# [Task directions]
Whichever lines of the material contain "opened", copy each of them.
= Beginning of Section =
PR #234, opened 2015-09-06
Quast

AGoepfert:
Correction of tests and title!

You also mentioned the missing requirements. I didn't write those because I am not sure how.

I installed quast as described on the webpage http://quast.bioinf.spbau.ru/manual.html#sec1 (see the following lines)

1. Installation
QUAST can be run on Linux or Mac OS.

It requires:
python 2 (2.5 or higher)
perl 5.6.0 or higher
g++
make
sh
csh
sed
awk
ar
All those tools are usually preinstalled on Linux.
Mac OS, however, initially misses make, g++ and ar, so you will have to install Xcode (or only Command Line Tools for Xcode) to make them available. 

It is also highly recommended to install the Matplotlib Python library for drawing plots. We recommend to use Matplotlib version 1.0 or higher. Tested with Matplotlib v.1.3.1. 
Installation can be done with Python pip-installer:
    pip install matplotlib
Or with the Easy Install Python module:
    easy_install matplotlib
Or on Ubuntu by typing:
    sudo apt-get install python-matplotlib

To download the QUAST source code tarball and extract it, type:
    wget https://downloads.sourceforge.net/project/quast/quast-3.1.tar.gz
    tar -xzf quast-3.1.tar.gz
    cd quast-3.1
QUAST automatically compiles all its sub-parts when needed (on the first use). Thus, there is no special installation command for QUAST.

_____________

I installed quast and matplotlib - not the other tools like python, perl, g++, etc.

My question is know, do I have to write requirements for those tools as well?


bgruening:
I already added this here: https://github.com/bgruening/galaxytools/blob/master/packages/package_quast_3_1/tool_dependencies.xml but need to wait for a PR to main Galaxy before I can test it intensively.

This PR looks like this was intended so I will close it.

PR #235, opened 2015-09-06
Pileometh

AGoepfert:
Cameron solved my main problem and I made some tiny changes! It should work without any problems! But I am not sure if the tool_dep is working.


tools/pileometh/test-data/cg100.fa.fai
```diff
@@ -0,0 +1,837 @@
+
```
bgruening: This file looks strange and it not a `fai` file. It looks like you tried to download it from github?

AGoepfert:
My mistake! I didn't commit the deleted files - Is this the reason why they were visible for you?

bgruening:
Yes this can be. Can you please rebase against master? Thanks!

AGoepfert:
Everything looks perfect! and unnecessar files are not there anymore!

PR #240, opened 2015-09-10
Changed the output of blockbuster to real bed-format.

TorHou:


TorHou:
I'm not so sure about this anymore. Patrick's follow up depends on the old structure ..

yhoogstrate:
Hi @TorHou,

Can you convert:

```<param name="input" type="data" format="bed" label="BED file containing read expressions"/>```

into something like

```<param name="input" type="data" format="bed" label="BED file containing the read density for every position in the alignment" help="A BED file that aggregates the read density for each position in the alignment. (tip: you should normalize this value by the number of times you can map this tag to the genome)"/>```

Are there tools available to convert BAM files into such BED files?

If so, please mention them, because it's not clear how to get these files.
If not, is it not more convenient to use segemehl's output over BED files?

TorHou:
Hi,

I just talked to Pavan about the tool you are looking for and he suggested:
http://dario.bioinf.uni-leipzig.de/example/map2bed.pl
it is used in this example 
http://dario.bioinf.uni-leipzig.de/help.py#analysis

I wanted to look at blockbuster output (with format 2) directly in IGV or Trackster which this change would make possible.
The problem is: we have workflows which rely on the current format .. so probably one should use a small awk call after blockbuster and get real bed that way. So probably this change is not going in anyway.

yhoogstrate:
Hi @TorHou,

I think I understand what you mean. The output from blockbuster is converted by the wrapper, which for compatibility is not really a desired feature. What looks like a handy solution to me is to add two extra tools to this package:
 - One with map2bed.pl, that will make it very practical to use because input files can be generated from the de facto alignment standard BAM.
 - A small shell script with 'blockbuster2bed' to convert the output of blockbuster directly to BED or BEDGRAPH to be compatible with trackster, igv etc.
 
The only thing you would need to change in the pipeline is to add the blockbuster2bed wrapper at the end.

bgruening:
As we discussed in out pipeline hackathon we will go with this and try to get similar functionality upstream. 
ping @s-will

PR #242, opened 2015-09-13
Upload of all files for uniprot

AGoepfert:
Hey Bjoern,

you find here all files for uniprot!
the tool is running on planemo without any problems - all tests are correct!

Please have a look at:
- requirements (I didn't test them on docker)
- Citation - I was not sure who I should mention (uniprot or the author of the script?) 
- Please run planemo s uniprot.xml with:
-- input: id_uniprot.tab
-- tool: map
-- from: uniprot - ID
-- to: uniprot - gene name
--> I had the problem that I couldn't view the resulting output - the download link showed up by pressing "view data"

Cheers


bgruening:
This looks perfect. The uniprot tools is MIT licensed so I would include it in this repository directly. So no installation is needed.

AGoepfert:
I copied the python scripts directly to the folder and removed the tool requirements

PR #248, opened 2015-09-21
Test case for bigWigToBedGraph that fails on old versions

yhoogstrate:
Hi @bgruening,

I figured out that the v287 bigWigToBedGraph is sensitive to long (medium long?) chromosome names. Sometimes the output is completely empty, contains a few lines or crashes with a segfault. Therefore I think it's important to add a test-case that fails if the old version is being used. I have added a bigWig file, converted from this bedgraph:

```
chr1	210	220	46
chr2	210	220	46
chr3	0	210	47
gacvbdefgrthjinhgacvbdefgrthjinhgacvefgrthjinhga	210	220	46
```

With the following chrom.sizes:

```
chr1	100000
gacvbdefgrthjinhgacvbdefgrthjinhgacvefgrthjinhga	100000
chr2	100000
chr3	100000
```

I have tested it using the v287 bigWigToBedGraph (hard coded in the wrapper) and I got indeed the following error:

image

The error does not appear with the latest binary (http://hgdownload.cse.ucsc.edu/admin/exe/linux.x86_64/bigWigToBedGraph,  01-Sep-2015 23:00, 2db7eb4926769a79167f60b8193505a4)


bgruening:
Great! Thanks! It's time to add a real dependency to it and make sure the correct binary is provided.

yhoogstrate:
Thanks! I think the dependency is already available: https://toolshed.g2.bx.psu.edu/view/iuc/package_ucsc_tools_312
I will test it for the issue stated above asap.

bgruening:
Yes, it is we build them now by our own. Thanks!

PR #252, opened 2015-10-08
Support for basic and extended grep

yhoogstrate:
Hi @bgruening,

I'm used to work with egrep / grep -E so I thought why not including it. I don't know what the additional value to you is, but if you like it you can merge.

I am missing grep in Galaxy. Could you get it into the toolshed or is there still work that to be done apart from the small list in the readme?

thanks in advance,

Youri

### DIFF
--- a/tools/text_processing/text_processing/grep.xml
+++ b/tools/text_processing/text_processing/grep.xml
@@ -13,7 +13,7 @@
             GREP_COLOR='1;34'
             grep
                 --color=always
-                -P
+                $regex_type
                 -A $lines_after
                 -B $lines_before
                 $invert
@@ -22,7 +22,7 @@
                 '${infile}' | $__tool_directory__/ansi2html.sh > "${output}"
         #else:
             grep
-                -P
+                $regex_type
                 -A $lines_after
                 -B $lines_before
                 $invert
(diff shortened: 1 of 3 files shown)


bgruening:
This is fantastic. One question does the -P works for you? I got one user where the compilation failed so that gnu_grep way compiled without perl support. Still investigation. But this PR looks nice!

I need to spend much more time on these tools. The Galaxy team expressed interest in using this on usegalaxy.org.

So many thanks!
Bjoern

yhoogstrate:
Only the second test seems to go wrong using the tool shed grep installation:
```
History item  different than expected, difference (using diff):
( /usr/local/src/galaxytools-bgruening/tools/text_processing/text_processing/test-data/grep_results2.html v. /tmp/tmpLmFOV5/tmp/tmpnlUZAUgrep_results2.html )
--- local_file
+++ history_data
@@ -290,17 +290,11 @@
 <body class="f9 b9">
 <pre>
 GCTATAG<span class="bold"><span class="f4">AAATGT</span></span>TAACATCGAATGTACATTATAAC
-<span class="f6">--</span>
 CAGCTAACAATC<span class="bold"><span class="f4">AAGCGT</span></span>TACAGATTAGCCCCCCCC
-<span class="f6">--</span>
 GAACTTGCGTAACGTACAAAAATGCAAGCA<span class="bold"><span class="f4">AAAAGT</span></span>
-<span class="f6">--</span>
 GCTCTGTTAATCTAGA<span class="bold"><span class="f4">AAATGT</span></span>GTCTCCCCCCCCCC
-<span class="f6">--</span>
 <span class="bold"><span class="f4">AATCGT</span></span>ATAGCTCGGGCCGGATACTAGTACACCCCC
-<span class="f6">--</span>
 GATATAGTGGATAACTAATGCTCCCCCAG<span class="bold"><span class="f4">AACTGT</span></span>T
-<span class="f6">--</span>
 GAACGGACTATAGCCGGTATCCAAACAT<span class="bold"><span class="f4">AAATGT</span></span>TC
 </pre>
 </body>
```
 This test does work with my local version of grep (grep (GNU grep) 2.20)

PR #286, opened 2021-06-18
controller 0.4.3 compat.

jortel:
The `Model` interface related.  String(), Equals() and Labels() now optional.
Using `sql:incremented` instead of Created() and Updated() methods on the models.
Detail level=1 no longer means ALL.
The PK no longer blindly derived when not set.  As a result, the OCP primary key is the UID which is more straight forward anyway.

**Requires**: https://github.com/konveyor/controller/pull/82 expected to be released as 0.4.3.  Will update the PR when it's released.

### DIFF
--- a/pkg/controller/provider/model/ocp/model.go
+++ b/pkg/controller/provider/model/ocp/model.go
@@ -20,6 +20,10 @@ var NotFound = libmodel.NotFound
 
 type InvalidRefError = base.InvalidRefError
 
+const (
+	MaxDetail = base.MaxDetail
+)
+
 //
 // Types
 type Model = base.Model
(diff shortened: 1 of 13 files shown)


pkg/controller/provider/model/ocp/model.go
```diff
@@ -36,10 +40,8 @@ type Resource interface {
 //
 // Base k8s model.
 type Base struct {
-	// PK
-	PK string `sql:"pk"`
 	// Object UID.
-	UID string `sql:"d0"`
+	UID string `sql:"pk"`
```
jortel, line 44: Let's just use the UID as the PK.

mansam (approved):

PR #287, opened 2021-06-21
Improved oVirt (change) detection and event handling.

jortel:
Add additional _const_ for event codes.

Disk.StorageUsed renamed: `ActualSize` per RHV native naming.

A support for DataCenter events though don't know how to test it.  Not sure how to add/update/delete a DC.

Add support for vNICProfile events.  This uses the new container.Collection since these events do not indicate which profile changed.  A watch is added that will determine which VMs are affected and _tag_ them for re-validation.

This PR established this pattern.

### DIFF
--- a/pkg/controller/provider/container/ovirt/model.go
+++ b/pkg/controller/provider/container/ovirt/model.go
@@ -3,6 +3,7 @@ package ovirt
 import (
 	liberr "github.com/konveyor/controller/pkg/error"
 	fb "github.com/konveyor/controller/pkg/filebacked"
+	libcnt "github.com/konveyor/controller/pkg/inventory/container"
 	libmodel "github.com/konveyor/controller/pkg/inventory/model"
 	libweb "github.com/konveyor/controller/pkg/inventory/web"
 	model "github.com/konveyor/forklift-controller/pkg/controller/provider/model/ovirt"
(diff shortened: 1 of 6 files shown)


pkg/controller/provider/container/ovirt/model.go
```diff
@@ -376,6 +458,10 @@ func (r *ClusterAdapter) Apply(client *Client, tx *libmodel.Tx, event *Event) (e
 		m := &model.Cluster{
 			Base: model.Base{ID: object.ID},
 		}
+		err = tx.Get(m)
+		if err != nil {
+			break
+		}
```
jortel, line 464: The Get() was missing everywhere.

pkg/controller/provider/container/ovirt/resource.go
```diff
@@ -601,7 +601,7 @@ type Disk struct {
 		List []Ref `json:"storage_domain"`
 	} `json:"storage_domains"`
 	Status      string `json:"status"`
-	StorageUsed string `json:"actual_size"`
+	ActualSize  string `json:"actual_size"`
```
jortel, line 604: More _native_ naming.

mansam (approved):
LGTM

PR #289, opened 2021-06-22
Host maintenance mode validations

mansam:
* Update the Host in the inventory if its InMaintenanceMode value has changed.
* Add a warning condition to the Host CR if it's in maintenance mode.
* Add a warning condition to the Plan CR if any of its VMs are on hosts which are in maintenance mode.


jortel (approved):
LGTM

PR #291, opened 2021-06-23
Let VMIO manage VM start during warm migration

mansam:
Lets VMIO handle whether or not to start a VM during a warm migration. This permits it to use the VM's powerstate immediately before cutover to determine whether or not to start the destination VM. 

https://bugzilla.redhat.com/show_bug.cgi?id=1957791


jortel (approved):
LGTM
= End of Section =
# [Exercise output]
PR #234, opened 2015-09-06
PR #235, opened 2015-09-06
PR #240, opened 2015-09-10
PR #242, opened 2015-09-13
PR #248, opened 2015-09-21
PR #252, opened 2015-10-08
PR #286, opened 2021-06-18
PR #287, opened 2021-06-21
PR #289, opened 2021-06-22
PR #291, opened 2021-06-23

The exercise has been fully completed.